Despite repairing an average of 1,400 leaks a week, Thames Water missed its leak reduction targets in 2018-19 by 72 million litres per day. In June 2018 the utility firm agreed to pay back £120 million to its customers for its failure to meet its leakage reduction targets. The amount of leak reduction, Collins says, is usually directly linked to the amount that firms put into finding and repairing the leaks. In 2019, Thames Water signed three contracts worth a total of £200 million over eight years to pay for leak detection and fixing.

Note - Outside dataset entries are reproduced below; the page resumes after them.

PR #1385, opened 2026-04-16
feat: i686 page tables, snapshot compaction, and CoW (standalone)

danbugs:
## Summary

The cleaned-up version of #1381: drops the dependencies on #1379 and #1380 so this PR can land on its own.

## Commits
- `refactor: replace nanvix-unstable with i686-guest and guest-counter features`
- `feat: i686 protected-mode boot and unified restore path`
- `feat: i686 page tables, snapshot compaction, and CoW support`
- `fixup: address PR #1381 review comments`

## What this adds

- **i686 guest support** on the x86_64 host: 32-bit protected-mode boot, unified restore path, 2-level page-table walking and snapshot compaction with CoW-resolved PTE reads.
- **Feature rename** — the prior `nanvix-unstable` gates split into `i686-guest` (PT walker, protected-mode boot, compaction) and `guest-counter` (scratch counter plumbing). No behavior change for consumers using the old feature flag; Cargo.toml / Justfile / build.rs updated to match.

## What it does *not* include (vs #1381)

- The NOBITS-section ELF-loader zero-fill (#1379).
- The PEB `file_mappings` removal (#1380).

Both can land separately; #1381 happened to stack on top of them.

## Review items from #1381 addressed here

- PTE decode uses `u32::from_le_bytes` (previously `from_ne_bytes`) — PTEs are little-endian by arch spec.
- `i686-guest` feature guarded with a `compile_error!` on targets that are neither `x86` (guest) nor `x86_64` (host).
- `restore_snapshot` rewrites the scratch PD-roots bookkeeping (`SCRATCH_TOP_PD_ROOTS_{COUNT,ARRAY}_OFFSET`) so a subsequent `snapshot()` doesn't see a stale zero count. `Snapshot` persists the root count; root GPAs are deterministic (`layout.get_pt_base_gpa() + i * PAGE_SIZE`).

## Verification

Built with `cargo check -p hyperlight-{common,host,guest} --features kvm,mshv3,executable_heap,i686-guest,guest-counter` — clean. End-to-end tested against [nanvix@e61306676](https://github.com/nanvix/nanvix/tree/hyperlight-end-to-end-dev): **Hello 5/5** with `NANVIX_REPEAT=4` through the restore+call loop.

PR #1525, opened 2026-06-10
Remove i686-guest, nanvix-unstable and guest-counter features

simongdavies:
Removes the experimental 32-bit i686 guest support along with the nanvix-unstable and guest-counter cargo features that depended on or accompanied it. This deletes the i686 arch modules, the PEB file-mapping plumbing (labels, preallocated FileMappingInfo array), the GuestCounter API, and the associated cfg gating, tests, Justfile recipes, CI matrix entries and docs.

As part of the cleanup, the ReadableSharedMemory trait machinery in mem::layout is now gated on a precise 'readable_shared_mem' cfg alias (gdb debug path or shared-snapshot mem_profile path) instead of a blanket

#[allow(unused)], so it is compiled out entirely when unused.


ludfjig (changes requested):
LGTM. 
- Can we remove SpaceAwareMapping::AnotherSpace, space_aware_map, SpaceReferenceMapping, SpaceId, built_roots, PtRootFinder/set_pt_root_finder, root_pt_gpas: &[u64], since they are not used anymore. I think we only need single-root walker and not multi-root walkers. They were introduced in https://github.com/hyperlight-dev/hyperlight/pull/1385
- Add breaking change to map_file_cow signature to the changelog

If you prefer the top bullet can be separate pr

src/hyperlight_host/src/mem/mgr.rs
```diff
@@ -161,10 +158,8 @@ pub(crate) struct SandboxMemoryManager<S: SharedMemory> {
 pub(crate) struct GuestPageTableBuffer {
     buffer: std::cell::RefCell<Vec<u8>>,
     phys_base: usize,
-    /// Absolute GPA of the currently-active root table. For
-    /// multi-root guests, `set_root` switches which root subsequent
-    /// `vmem::map` / `vmem::space_aware_map` calls target — typically
-    /// to an address previously returned by `alloc_table`.
+    /// Absolute GPA of the root table used while rebuilding snapshot
+    /// mappings.
     root: std::cell::Cell<u64>,
```
ludfjig: I think this `root` field can be deleted now

src/hyperlight_common/src/vmem.rs
ludfjig: I think we can remove this as well

ludfjig (changes requested):
LGTM with some more cleanup

src/hyperlight_host/src/mem/mgr.rs
simongdavies: This is required by the trait `TableReadOps` so it seems like this would require lots more changes, if it is truly unused then maybe we should do it as a separate PR.

ludfjig: Isn't it just a 3-line-change? root is a duplicate of phys_base

```rust
fn root_table(&self) -> u64 {
  self.phys_base as u64
}
```

simongdavies: OK let me take a look

ludfjig (approved):

ludfjig (approved):
LGTM, nit: commit 2f5c85264e606f9f52b59bceed1dce10f8c60aa5 commit message has a weird trailer in the commit message but should be fine if you squash

PR #1527, opened 2026-06-11
Updates rust version to 1.94

simongdavies:
Updates rust version to 1.94 , MSRV remains at 1.89.

Latest rust version is 1.96 but this requires a change to cargo-hyperlight. I will open a PR for that shortly along with a PR to update the common-workflow and dev-images

### DIFF
--- a/Justfile
+++ b/Justfile
@@ -48,7 +48,7 @@ build target=default-target:
 guests: build-and-move-rust-guests build-and-move-c-guests
 
 ensure-cargo-hyperlight:
-    cargo install --locked cargo-hyperlight
+    cargo install --locked --version 0.1.11 cargo-hyperlight
 
 witguest-wit:
     cargo install --locked wasm-tools
--- a/.devcontainer/Dockerfile
+++ b/.devcontainer/Dockerfile
@@ -49,7 +49,7 @@ RUN SNIPPET="export PROMPT_COMMAND='history -a' && export HISTFILE=/commandhisto
 
 USER $USER
 
-ARG RUST_TOOLCHAIN=1.89
+ARG RUST_TOOLCHAIN=1.94
 
 # Install rust
 RUN curl --proto '=https' --tlsv1.2 -sSf https://sh.rustup.rs | sh -s -- -y \
--- a/.github/workflows/CargoAudit.yml
+++ b/.github/workflows/CargoAudit.yml
@@ -19,7 +19,7 @@ jobs:
       # TODO: Once the runner image is updated to include the necessary tools (without downloading), we can switch to the common workflow.
       - uses: actions-rust-lang/setup-rust-toolchain@46268bd060767258de96ed93c1251119784f2ab6  # v1.16.1
         with:
-          toolchain: "1.89"
+          toolchain: "1.94"
 
       - uses: rustsec/audit-check@69366f33c96575abad1ee0dba8212993eecbe998  # v2.0.0
         with:
--- a/.github/workflows/CargoPublish.yml
+++ b/.github/workflows/CargoPublish.yml
@@ -35,7 +35,7 @@ jobs:
 
       - uses: hyperlight-dev/ci-setup-workflow@f6bd9cc86d0737976d2128c8b8ced8edc017cbb4  # v1.9.0
         with:
-          rust-toolchain: "1.89"
+          rust-toolchain: "1.94"
 
       - name: Check crate versions
         shell: bash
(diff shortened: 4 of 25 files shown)


Justfile
```diff
@@ -48,7 +48,10 @@ build target=default-target:
 guests: build-and-move-rust-guests build-and-move-c-guests
 
 ensure-cargo-hyperlight:
-    cargo install --locked cargo-hyperlight
+    # Force reinstall so self-hosted runners don't keep a preinstalled binary with the same semver.
+    cargo install --locked --version 0.1.11 --force cargo-hyperlight
+    cargo hyperlight --version
+    {{ if os() == "windows" { "Get-Command cargo-hyperlight" } else { "command -v cargo-hyperlight" } }}
```
ludfjig: This is ran as part of `just guest`, which will now reinstall cargo-hyperlight evertime which seems wrong

simongdavies: I dont know what went wrong with the runners but this was the fix, I'll look at it some more

simongdavies: fixed

simongdavies:
# Test `reset_vcpu_simple` failing after upgrade.

This PR uncovered a failure in the `reset_vcpu_simple` test:

image

The fix to this is to update the test only compare 2432 bytes as detailed below.

## Test Fix Justification: `reset_vcpu_simple` XSAVE assertion

### What's failing

The test `hypervisor::hyperlight_vm::x86_64::tests::reset_vcpu_simple` fails on MSHV3 when compiled with Rust ≥1.92. It asserts that all 4096 bytes of the XSAVE buffer returned by `get_xsave()` should be zero (except known fields). Bytes past offset 2432 contain non-zero values.

### Root cause (proved on Azure Linux 3 + MSHV3)

**`mshv-ioctls` 0.6.7 returns uninitialised heap memory in the XSAVE buffer.**

The call chain:
1. `mshv-ioctls::get_xsave()` allocates a 4096-byte buffer via `Buffer::new()`, which calls `std::alloc::alloc` — **uninitialised memory**
2. The MSHV kernel ioctl fills **exactly 2432 bytes** (confirmed: `vp_state.buf_sz == 2432` after ioctl returns)
3. `XSave::try_from(buffer)` copies all 4096 bytes into the returned struct — including 1664 bytes of heap garbage

Bytes 2432-4095 are whatever happened to be at that heap address. With Rust 1.91 the allocator happened to give a fresh (zeroed) page. With Rust 1.92+, it gives a recycled page with non-zero residue.

### Evidence

| Test | Result | Proves |
|------|--------|--------|
| Same code, Rust 1.91 | ✅ PASS | Allocator gives zeroed page by luck |
| Same code, Rust 1.92 | ❌ FAIL | Allocator gives dirty page |
| Patched `Buffer::new` to fill `0xAA` before ioctl, Rust 1.91 | ❌ FAIL | Proves kernel doesn't zero the tail regardless of compiler — test only passed by luck |
| `vp_state.buf_sz` after ioctl | Always **2432** | Kernel reports it only wrote 2432 bytes |

### Why KVM passes

KVM's `get_xsave` uses `kvm_xsave::default()` (stack-allocated, zeroed struct). The Linux `KVM_GET_XSAVE` ioctl uses standard (non-compacted) XSAVE format and the kernel zeroes the output buffer. No uninitialised memory is exposed.

### Why WHP passes

WHP's `WHvGetVirtualProcessorXsaveState` returns a `written_bytes` count. Hyperlight allocates the buffer with `vec![0u8; size]` (pre-zeroed) and the API only writes `written_bytes` into it. Tail stays zero.

### Why the test is wrong regardless of the mshv bug

The test asserts zeros at bytes that have no defined content. The Intel XSAVE compacted format (SDM Vol 1 §13.4.3) only defines the layout of bytes within declared components. Bytes past the last component (offset 2432 on this hardware) are not part of any XSAVE specification — their contents should not be asserted by the test.

### Test Fix

Only compare bytes within valid XSAVE regions:
- Legacy region (0-511)
- XSAVE header (512-575)
- Extended components (576-2432, based on CPUID-reported component sizes in compacted layout)

Ignore bytes past the end of the last declared component.

### Upstream fix 

Change `Buffer::new` in `mshv-bindings/src/x86_64/regs.rs` from `std::alloc::alloc` to `std::alloc::alloc_zeroed`. This eliminates the uninitialised memory exposure for all callers (`get_xsave`, `get_lapic`, and any future users).

andreiltd (approved):
LGTM! 🚀

jsturtevant (approved):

But sometimes leak detection isn’t an engineering problem alone. It can also be a data challenge. “We know how much water goes into the system but don’t have a great deal of certainty about how customers are using water and when,” says Collins. Only half of all UK homes use water metres and the uptake of smart metres – which take water use readings every hour or so – is tiny compared to the energy and heating industry.
Water metres also have the added bonus of reducing overall water usage. In England and Wales, homes with a water metre use on average 13 per cent less water than unmetered homes. Knowing how people were using water would help companies like Thames Water tell the difference between a water leak and a household where someone had switched to a night shift. It also might help water companies tweak the supply of water to suit demand. When more water flows through a pipe, the pressure increases, which also increases the amount of leakage in a pipe. If companies knew when water demand was lowest, they could reduce supply to match that demand and cut down on the amount of leakage.
If water scarcity does start to hit London, as the Environment Agency predicts, then one temporary solution might be to pipe water from the northeast of England, where water is more abundant.
The driest part of the UK also happens to be the most heavily populated, which piles the pressure on water supplies in the southeast. “What you really want is to get water from the northeast or northwest where there is relatively low density and you get lots of rain,” says Collins. Schemes to pump water from the north to the south of England have been previously been considered by the Environment Agency but so far plans have been rejected as being much more costly than just developing more infrastructure in the southeast. Water is heavy and pumping it over long distances would only ever be a fallback in desperate times, Collins says.
A better solution would be to reduce leakage and demand to try and conserve the water already within the system. Some utility firms are experimenting with sensor-filled pipes that detect changes in water temperature and pressure that might indicate the presence of a leak. And researchers are also experimenting with systems that could predict when pipes are about to burst.
Really tackling water scarcity might mean changing attitudes so people acknowledge that water is a scarce resource. Cities such as Las Vegas have gone through periods of water shortages and residents adapted their behaviour to fit their environment. “People used to have the expectation of having a grass lawn in the desert which is ridiculous,” Collins says. Now it’s much more common for people in Las Vegas suburbs to have gardens of scrub or desert. But in the UK, we’re still not used to thinking about water as a scarce resource. And no matter the amount of money poured into detecting and fixing leaks, that’s something that might not change until things are almost too late. “People will change if they have to,” says Collins. “I’m just not sure if they have to.”